### TASK REQUIREMENTS
Repeat exactly the lines from the start of the material below up to and including the "--- a/src/main/java/net/aufdemrand/denizen/objects/dNPC.java" line.

### RECORDS SUPPLIED
PR #1287, opened 2016-01-23
Denizens or Sentry bug

Blamo27:
Sentry or Denizens bug ?
When I come into some area with NPC trait sentry
> http://timings.aikar.co/?url=14608817

### DIFF
--- a/src/main/java/net/aufdemrand/denizen/objects/dNPC.java
+++ b/src/main/java/net/aufdemrand/denizen/objects/dNPC.java
@@ -740,13 +740,13 @@ public class dNPC implements dObject, Adjustable, InventoryHolder {
         }
 
         // <--[tag]
-        // @attribute <n@npc.vulnerable>
+        // @attribute <n@npc.invulnerable>
         // @returns Element(Boolean)
         // @description
-        // returns whether the NPC is currently vulnerable.
+        // returns whether the NPC is currently invulnerable.
         // See <@link command vulnerable>
         // -->
-        if (attribute.startsWith("vulnerable")) {
+        if (attribute.startsWith("invulnerable") || attribute.startsWith("vulnerable")) {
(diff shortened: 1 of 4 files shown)


Blamo27:
TPS range : 2 - 5

Talamar1:
What version of MC are you running?

Blamo27:
My server is running CraftBukkit version git-Spigot-db6de12-d3e0b6f (MC: 1.8.8) (Implementing API version 1.8.8-R0.1-SNAPSHOT)

Talamar1:
Not according to your timings, it says 1.8.5 and the latest is 1.8.6.  You are also a few versions behind on Citizens (1292 vs 1298).

Blamo27:
Yes but, when I download the latest sentry, It give me this version

Blamo27:
http://ci.citizensnpcs.co/job/Sentry/28/artifact/target/sentry.jar
==> 1.8

Talamar1:
That's weird, mcmonkey probably did something weird with the versions then.  Try updating your Cit and see if that helps.  Are you seeing any errors in the console?

Blamo27:
No errors, I'll describe you the problem :
We have some areas on our server that contain many NPCs - sentries. Recently, two of these areas experience this problem : when we enter these places, as soon as the NPCs start looking for targets (that means, as soon as they are able to attack you if they see you : they are no longer iddle, passive), the TPS drops dramatically. We changed nothing in the affected areas, it just happened suddenly for no apparent reason. This problem does not occur in other areas, even if there are as many NPCs as in the affected places.

Blamo27:
> Same problem with older Citizens versions.

mcmonkey4eva:
Why the flip did you PR Denizen branches to report a Sentry bug?
Either way, Sentry is shite, use dSentry: http://mcmonkey.org/denizen/repo/entry/0

Issue #1305, opened 2016-02-14
Sending http requests


sander758:
Add an command or something to send an http request to an website and retrieve the data in a variable to be able to use online API's such as https://api.mojang.com/users/profiles/minecraft/sander758

BlackCoyote:
i want this. not only can you use online API's but you can use webizen to connect servers that do not share the same network

CorporalBruno:
Yes please! Can we have this feature please?

BlackCoyote:
this is added now

PR #1446, opened 2016-07-09
HttpCommand

fullwall:
Add HttpClient and use it for a small http command to address #1305


mcmonkey4eva:
Reformatted randomly, useless new dependency, undocumented, strange setup, pulled to the way wrong repo...

Thiiiis is why we generally don't recommend PRs for big feature stuff until the creator is experienced with simpler things :/

Or... at the very least, asking the developers about it on IRC before doing it, so they can clarify what's needed and how to do it best within the existing system...

mcmonkey4eva:
Sorry for having to close this - thanks for trying though!

fullwall:
More of a request for comments since you weren't online when I made the PR but yeah

PR #1690, opened 2017-12-02
add bed_color tag

BloodEko:
This tag adds the possibility to check the color of a bed.


Oruss7:
👍

mcmonkey4eva:
For the billionth time don't PR things that make no sense, don't work, or you don't know how Java works at all and you're just screwing around.

PR #1881, opened 2019-01-17
Add dLocation custom_name tag/mec

MusicScore:
Tested on 1.13.2 and proven to work. Unable to test on 1.12.2 and down due to an error that is not of my doing.

To clarify why I have line 2449: A block having no custom name should always display a Minecraft default name for its associated inventory, if any. An empty string (`""`) seems to cause the block to adopt an empty custom name, making the block's inventory have no title. Forcing the title to be null corrects this behavior.

### DIFF
--- a/plugin/src/main/java/net/aufdemrand/denizen/objects/dLocation.java
+++ b/plugin/src/main/java/net/aufdemrand/denizen/objects/dLocation.java
@@ -2158,6 +2158,20 @@ public class dLocation extends org.bukkit.Location implements dObject, Notable, 
             }
         }
 
+        // <--[tag]
+        // @attribute <l@location.custom_name>
+        // @returns Element
+        // @mechanism custom_name
+        // @description
+        // Returns the custom name of this block.
+        // Only works for nameable blocks, such as chests and dispensers.
+        // -->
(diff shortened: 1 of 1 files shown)


plugin/src/main/java/net/aufdemrand/denizen/objects/dLocation.java
```diff
@@ -2419,6 +2433,28 @@ else if (getBlock().getType() == Material.FLOWER_POT) {
...
+        // Use no value to reset the block's name.
+        // @tags
+        // <l@location.custom_name>
+        // -->
+        if (mechanism.matches("custom_name")) {
+            if (getBlock().getState() instanceof Nameable) {
+                String title = mechanism.getValue().asString();
+                if (!mechanism.hasValue()) {
+                    title = null;
+                }
```
mcmonkey4eva, line 2451: Yeah ^ that is... janky. It technically works but _yikes_
```
getValue().operateOnValue();
if (getValue() == null) {
  // woops!
```

Technically getValue isn't null when there's no value but you should code as though it is

mcmonkey4eva:
Fixed the bit I commented on with an additional commit.
Thanks!

PR #1883, opened 2019-01-18
Add entity breeds event, fixes #1870

### LINKED ISSUE #1870: Event for Entity Breeding
As mentioned by Mergu there is currently no event to detect entity breeding, you currently as a workaround have to use the `on entity spawns` event which fires during every entity spawn event regardless of if it is just bred.

Link to Spigot API: https://hub.spigotmc.org/javadocs/bukkit/org/bukkit/event/entity/EntityBreedEvent.html

Example of the event/s:
on entities breed:
<context.parents>/<context.entities> (Would provide a dList of both entities that are breeding i.e. `li@e@someuuid|e@someotheruuid`.
<context.child>/<context.entity> (Would return the entity created from breeding)
<context.location> (Would return the location of where the entities bred and the new entity was spawned)

mergu:


mcmonkey4eva:
Pulled and minor issues corrected with commit: https://github.com/DenizenScript/Denizen-For-Bukkit/commit/21158c937babed9fc8998137f136462878694060#diff-59903a39cabb2bbc0f01138cb0242171R43 (also fixed a secondary cancellation issue that exists in other events as well)
Available in build DEV-542+

Thanks!

PR #1888, opened 2019-01-18
Add serverside & clientside absorption health, fixes #1576

### LINKED ISSUE #1576: Fake Absorption Effect
Denizen currently doesn't have any way to apply a fake absorption effect that displays the golden hearts, but doesn't trigger the absorption itself. If doing something like that is possible, I'd like to suggest it as a feature, seeing as it provides a nifty extra bit of UI to play around with.

mergu:


plugin/src/main/java/net/aufdemrand/denizen/objects/dPlayer.java
```diff
@@ -1156,6 +1156,18 @@ else if (attribute.startsWith("uuid") && !isOnline())
...
+        // <--[tag]
+        // @attribute <p@player.absorption_health>
+        // @returns Element(Decimal)
+        // @description
+        // Returns the player's absorption health.
+        // @mechanism dPlayer.absorption_health
+        // -->
+        if (attribute.startsWith("absorption_health")) {
+            return new Element(NMSHandler.getInstance().getPlayerHelper().getAbsorption(getPlayerEntity()))
+                    .getAttribute(attribute.fulfill(2));
```
mcmonkey4eva: ... eh? Bad copypasta?

mergu: woops yep that is bad copypasta

mcmonkey4eva:
Pulled, available in build DEV-550+
Thanks!

PR #1895, opened 2019-01-23
Add item property handled lists

MusicScore:
I included the "deprecated" tag/mechanism names as well.


mcmonkey4eva:
woo thanks!

PR #1897, opened 2019-01-24
Make apple_enchanted not usuable on 1.13+

MusicScore:
The `golden_apple` item is split into `golden_apple` and `enchanted_golden_apple` on 1.13. This tag/mec does nothing to the `golden_apple` item.


mcmonkey4eva:
I pushed an alternative solution with better backsupport instead of this

PR #1898, opened 2019-01-24
fix remove_enchaments 

waterquarks:
You supposedly can - adjust <i@item> remove_enchantments:a|b to remove only certain enchantments from an item. However, the mechanism only checks for values in books, hence other items have all their enchantments removed. This adds the if check on non-book items.


mcmonkey4eva:
Oh good catch, guess I wasn't paying enough attention when I wrote that

PR #1903, opened 2019-02-03
Fix lookclose meta

mergu:
derp


mcmonkey4eva:
set_good_catch
set_thanks

PR #1241, opened 2019-06-07
Completed chitter challenge

kks110:


app.rb
```diff
@@ -0,0 +1,80 @@
...
+    end
+    redirect('/')
+  end
+
+  get '/sign_up' do
+    erb :sign_up
+  end
+
+  post '/sign_up' do
+    if params[:name].length > 24
```
lindseydew: These if statements could be abstracted to a `validation` module

lib/login_controller.rb
```diff
@@ -0,0 +1,27 @@
...
+    if User.user_exists?(username)
+      user = User.find_by_username(username)
+      if correct_password?(password, user)
+        true
+      else
+        false
+      end
+    else
+      false
+    end
```
lindseydew: This method could be simplified to:
``` 
     user = User.find_by_username(username)
     user && correct_password?(password, user)
```

PR #1242, opened 2019-06-07
Not finished but one to many relations is set up

AnnaWeakclaw:


lib/user.rb
```diff
@@ -0,0 +1,37 @@
...
+  end
+
+  def self.find(email)
+    find_user = DbConnection.query("SELECT * FROM users WHERE email = '#{email}';")
+    User.new(email: find_user[0]["email"], id: find_user[0]["id"], name: find_user[0]["username"]) 
+  end
+
+  def self.find_by_id(id)
+    return nil unless !id.nil?
+    find_user = DbConnection.query("SELECT * FROM users WHERE id = #{id};")
```
lindseydew: Might want to check the DB was able to retrieve a record for this `id` before serializing into your model

PR #1243, opened 2019-06-08
🐦

peterjcole:
It's on Heroku here: https://peters-peeps.herokuapp.com

See [my readme](https://github.com/peterjcole/chitter-challenge) for details.

Might work on this some more over the weekend, but wanted to see if Travis will work.


lib/peep.rb
```diff
@@ -0,0 +1,15 @@
+require 'data_mapper'
+
+class Peep
+  include DataMapper::Resource
```
lindseydew: Nice use of an ORM well done

spec/features/chitter_spec.rb
```diff
@@ -0,0 +1,157 @@
+feature 'chitter' do
+  before(:each) do
+    Peep.destroy
+    User.destroy
+    create_users
```
lindseydew: Good use of recreating state

PR #1245, opened 2019-06-08
chitter challenge submission

LaurenOM:


lib/user.rb
```diff
@@ -0,0 +1,54 @@
...
+    @username = username
+  end 
+
+  def self.add(name:,username:, email:, password:)
+    DatabaseConnection.query("INSERT INTO users (name,username,email,password) 
+                      VALUES ('#{name}','#{username}','#{email}','#{password}')")
+  end 
+
+  def self.unique_username?(username)
+    result = DatabaseConnection.query("SELECT * FROM users WHERE username = '#{username}'").map { |row| row }
```
lindseydew: Dont think you need to use a `map` here. 
Also, boolean logic can be simplified to `result.isEmpty?`

PR #1265, opened 2019-06-23
chitter challenge - work in progress

petraartep:
please check readme


spec/setup_test_database.rb
```diff
@@ -0,0 +1,7 @@
+require 'pg'
+
+def setup_test_database
+  connection = PG.connect(dbname: 'chitter_test')
```
Danielandro: In README, test database is called `chitter_db_test` - might be why this isn't working

app.rb
```diff
@@ -0,0 +1,37 @@
+require 'sinatra/base'
+require 'sinatra/flash'
+require_relative './lib/peep'
+require_relative '.lib/user'
```
Danielandro: Should be `'./lib/user'`

PR #1281, opened 2019-07-21
Josh Hemsley - Chitter Challenge

hemser1:


app/app.rb
```diff
@@ -0,0 +1,64 @@
...
+    flash[:notice] = 'You have signed out.'
+    redirect '/'
+  end
+
+  get '/signup' do
+    erb :signup
+  end
+
+ post '/users' do
+  user = User.create(email: params['email'], password: params['password'])
```
fvarnals: Is there any benefit to using a symbol instead of a string in the params? In the bookmarks walkthrough they used symbols - i.e. params[:email]

lib/chitter.rb
```diff
@@ -0,0 +1,35 @@
...
+
+  def self.create(nickname, message, post_time)
+    result = DatabaseConnection.query(
+      "INSERT INTO messages
+      (nickname, message, post_time)
+      VALUES('#{nickname}','#{message}','#{post_time}')
+      RETURNING id, nickname, message, post_time;"
+    )
+    Chitter.new(
+      id: result[0]['id'],
```
fvarnals: maybe it would make your code DRYer if you used .first on result above, rather than having to use [0] here?

lib/user.rb
```diff
@@ -0,0 +1,37 @@
...
+    User.new(
+      id: result[0]['id'],
+      email: result[0]['email']
+    )
+  end
+
+  def self.find(id:)
+    return nil unless id
+    result = DatabaseConnection.query("SELECT * FROM users WHERE id = #{id}")
+    User.new(
```
fvarnals: Again could use .first on result here, + above and below?

PR #1283, opened 2019-07-21
Will's basic chitter program

willhowes:


README.md
```diff
@@ -1,25 +1,59 @@
...
+03_add_user_column.sql
+
+TO CREATE TEST DATABASE
 
+1. Connect to psql
+2. Create the database using the psql command CREATE DATABASE chitter_test;
+3. Connect to the database using the pqsl command \c chitter_test;
+4. Run the queries saved in the following files under ```db/migrations```: 01_create_peeps_table.sql
+02_create_users_table.sql
+03_add_user_column.sql
```
riannemcc: Big fan of your detailed README! Inspo for next weekend...

db/migrations/01_create_peeps_table.sql
```diff
@@ -0,0 +1 @@
+CREATE TABLE peeps(id SERIAL PRIMARY KEY, peep VARCHAR(280), time TIMESTAMP);
```
riannemcc: This TIMESTAMP business seems pretty handy. Is it a straightforward way of getting the time on the peeps?

spec/features/log_in_spec.rb
```diff
@@ -0,0 +1,28 @@
+# As a Maker
+# So that only I can post messages on Chitter as me
+# I want to log in to Chitter
+
+feature 'log in' do
+  scenario 'a user can log in' do
+    User.create(email: "test@example.com", password: "password123", username: "test_user")
+
+    visit('/sessions/new')
```
riannemcc: You could use a helper for the log in process to avoid repeating yourself in these tests

db/migrations/02_create_users_table.sql
```diff
@@ -0,0 +1 @@
+CREATE TABLE users (id SERIAL PRIMARY KEY, email VARCHAR(60), password VARCHAR(140)), username VARCHAR(60);
```
riannemcc: There's a bracket in the wrong place here which prevents you from setting up database correctly. 
But I managed it and the site looks great!

PR #1288, opened 2019-07-21
Freddie - Chitter

fvarnals:


spec/Features/order_peeps_by_time_spec.rb
```diff
@@ -0,0 +1,14 @@
+# As a maker
+# So that I can see what others are saying
+# I want to see all peeps in reverse chronological order
+feature "View messages in reverse chronological order" do
```
hemser1: Really like this test, clever way of doing it!

spec/setup_test_database.rb
```diff
@@ -0,0 +1,9 @@
+require 'pg'
+
+p 'Setting up database...'
+
+def setup_test_database
+  connection = PG.connect(dbname: 'chitter_test')
```
hemser1: Could we have created a DatabaseConnection class and then call the class each time so you don't have to repeat the PG.connect process?

app/models/peep.rb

### SOLUTION
PR #1287, opened 2016-01-23
Denizens or Sentry bug

Blamo27:
Sentry or Denizens bug ?
When I come into some area with NPC trait sentry
> http://timings.aikar.co/?url=14608817

### DIFF
--- a/src/main/java/net/aufdemrand/denizen/objects/dNPC.java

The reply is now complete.